Bu bağlamda Cumhuriyet Meclisi Başkanı, "herkesin şüpheli ve potansiyel olarak suçlu olduğu" varsayımına dayanan bir ortamla mücadele etmek ve ispat yükünü tersine çevirmek amacıyla bir öneri getirdi.
"Bu yıl ilk özgür seçimlerin üzerinden 50 yıl geçti. Demokratik rejimin kurucuları olan ilk milletvekillerimize saygılarımızı sunmak için mükemmel bir fırsat. Ancak aynı zamanda geleceği düşünme, kuralları ve zihniyetleri değiştirme zamanı, böylece bir kez daha en iyi insanları siyasete çekmek mümkün olacak," diye savundu.
José Pedro Aguiar-Branco konuşmasında, günümüz gerçekleri göz önüne alındığında Natália Correia, Lucas Pires veya Sophia de Mello Breyner gibi isimlerin siyasi hayatta olmayabileceğini itiraf etti.
"Siyasete bakış açımızı, bir toplum olarak kamu görevlilerine yönelttiğimiz talepleri değiştirmemiz gerekiyor.
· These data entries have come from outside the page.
PR #2551, opened 2023-08-16
LB-1320: replace cover art fallback image

MonkeyDo:
Replaces the current colorful placeholder (cover art archive logo) with one more in line with our other icons for cover art related issues

**Before:**
image

**After:**
image


MonkeyDo:
@Aerozol I took the screenshots in the description after deploying this PR to beta, so they're the real deal and not mockups.
Let me know if you approve or have some suggestions

Aerozol:
Thanks monkey! I prefer it - do you?

I like the icon you’ve used but it doesn’t match the ‘add image’ icon we currently use (e.g. from LB-1148). Before we put this through I would like to either make a new image for you to use here, or I can adjust the ‘add image’ icon to suit this one. Either is fine by me, so you can make a call. Or flip a coin :)

I don’t know if it’s beyond the scope of this pull/ticket but if it’s easy to add a rollover explaining why this image is appearing that would be very helpful (since it looks like a missing image, but there’s nothing you can do/click/add)

mayhem:
I think it is better, but I think we're wasting an opportunity here. What if the button was nothing more than text that says: "ADD ME!" ? Making it clear that this is a call to action and not a helpless error.

Aerozol:
Mayhem, sadly this one is a helpless error! (monkey knows more about when and why exactly)

In cases where you can add an image the picture icon with a little ‘+’ will appear

mayhem:
Ah, in that case, plz to be ignoring my comment.

MonkeyDo:
@Aerozol Hello!

Right, this uses the FontAwesome icon, I forgot you had made a custom one for the add cover art icon…
I'd rather aim towards the FA icons rather than keep making custom ones, but neither is a big headache.

I was able to create layered icons with the image icon (filling in the sun in the corner) and the plus icon, do you think this would work?

image


https://codepen.io/Monkeyyyy/pen/VwVgpYQ

MonkeyDo:
> I don’t know if it’s beyond the scope of this pull/ticket but if it’s easy to add a rollover explaining why this image is appearing that would be very helpful (since it looks like a missing image, but there’s nothing you can do/click/add)

I'm going to say that for now it's out of scope, because I'm not sure what to do 😵‍💫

Özel hayatı olanların siyasete katılmasının ne kadar zor olduğunu hepimiz biliyoruz," dedi.
Meclis Başkanı, "Mesleki kariyer yapanların, özel sektörde özgeçmişi olanların, kendi şirketlerini kuranların, ticaret yapanların, hiçbir uyumsuzluk veya çıkar çatışması olmasa bile, çoğu zaman siyasete katılmaktan alıkonulduklarını" bile belirtti.
"Ve kamu hizmetine yalnızca özel sektörde deneyimi olmayanları, kariyer politikacıları, her zaman siyasetin içinde olmuş kişileri çekme riskiyle karşı karşıyayız - ve daha fazlası değil" diye ekledi.
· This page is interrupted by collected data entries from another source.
PR #2557, opened 2023-08-22
LB-1301:  Inconsistent Playlists dropdown menus

KasukabeDefenceForce:
# Problem
The menu available at the global playlists page doesn't match the one found at the playlist page.

# Solution
Copied the required functions from the class component on the playlist page and rewrote them as functional components in the global playlist page.

# Action


KasukabeDefenceForce:
@MonkeyDo  I made the necessary changes you asked for.

frontend/js/src/playlists/Playlist.tsx
```diff
@@ -392,6 +377,10 @@ export default class PlaylistPage extends React.Component<
     const collaboratorsWithoutOwner = collaborators.filter(
       (username) => username.toLowerCase() !== playlist.creator.toLowerCase()
     );
+    if (isPlaylistOwner(playlist, currentUser)) {
+      this.alertNotAuthorized();
+      return;
+    }
```
MonkeyDo, line 383: This looks like it does the inverse to what was happening previously on line 381 (`if (!this.isOwner())`)

frontend/js/src/playlists/PlaylistCard.tsx
```diff
@@ -31,10 +36,13 @@ export default function PlaylistCard({
   selectPlaylistForEdit,
   showOptions = true,
 }: PlaylistCardProps) {
-  const { APIService, currentUser } = React.useContext(GlobalAppContext);
+  const { APIService, currentUser, spotifyAuth } = React.useContext(
+    GlobalAppContext
+  );
```
MonkeyDo, line 42: As far as I understand, most of the new code added to this file has been implemented in the new PlaylistMenu component, which means it should be removed from this file and should use a `<PlaylistMenu>` instead

MonkeyDo (changes requested):
Thank you for the refactoring work, it's getting there :)

frontend/js/src/playlists/Playlist.tsx
KasukabeDefenceForce: Yes, it must be a typing error I have corrected it.

frontend/js/src/playlists/PlaylistCard.tsx
KasukabeDefenceForce: I removed the redundant code and added the playlist menu component instead.

KasukabeDefenceForce:
@MonkeyDo  Can you tell me why this test is failing? https://github.com/metabrainz/listenbrainz-server/actions/runs/6164409730/job/16730062465?pr=2557#step:6:1012

MonkeyDo:
> @MonkeyDo Can you tell me why this test is failing? https://github.com/metabrainz/listenbrainz-server/actions/runs/6164409730/job/16730062465?pr=2557#step:6:1012

I'm looking at the PR right as we speak :)

There are two tests failing.

One is a failing [snapshot test](https://jestjs.io/docs/snapshot-testing) which you can fix by updating the snapshots.
You can run the command `npm run test:update-snapshots` locally, or the command `./test.sh fe -u` if you want to run the same process in Docker.
Once that has completed you should have a modified file with the extension `.test.tsx.snap`, which you can commit.

The second test is failing because you did not commit or push the code to resolve this issue I pointed out: https://github.com/metabrainz/listenbrainz-server/pull/2557#discussion_r1318572781

MonkeyDo:
@KasukabeDefenceForce I've noticed on your various PRs that you are going way too fast, and not taking the time to make sure you're doing things right. This results in some easily preventable mistakes, some duplicated code, some code changes not related to your PR, and some other mistakes.
It's **always** more important to have higher quality PRs than to have many quick PRs. I mention this because there's been a flurry of PRs from you, and I really do appreciate the enthusiasm :)
However if that means that you didn't give yourself the time to really solve the issue and I have to come up with the solution for you, that's not a great way to spend either of our time :D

Şeffaflık ve Milletvekilleri Mevzuatı Komitesi Başkanı, sosyal demokrat Ofélia Ramos, oturumun açılışında yaptığı konuşmada, Aguiar-Branco'yu "çoğulculuğun ve özgürlüğün savunulmasında referans" olarak niteledi ve etik ve şeffaflığın "siyasetçiler için bir seçenek değil, bir görev" olduğunu vurguladı.
Uygunsuz davranışlarda bulunan milletvekillerine yönelik yaptırımların artırılması ihtimalinin tartışıldığı bir dönemde Ofélia Ramos, yasaların tepkisel ve aceleyle oluşturulmaması gerektiği konusunda uyardı.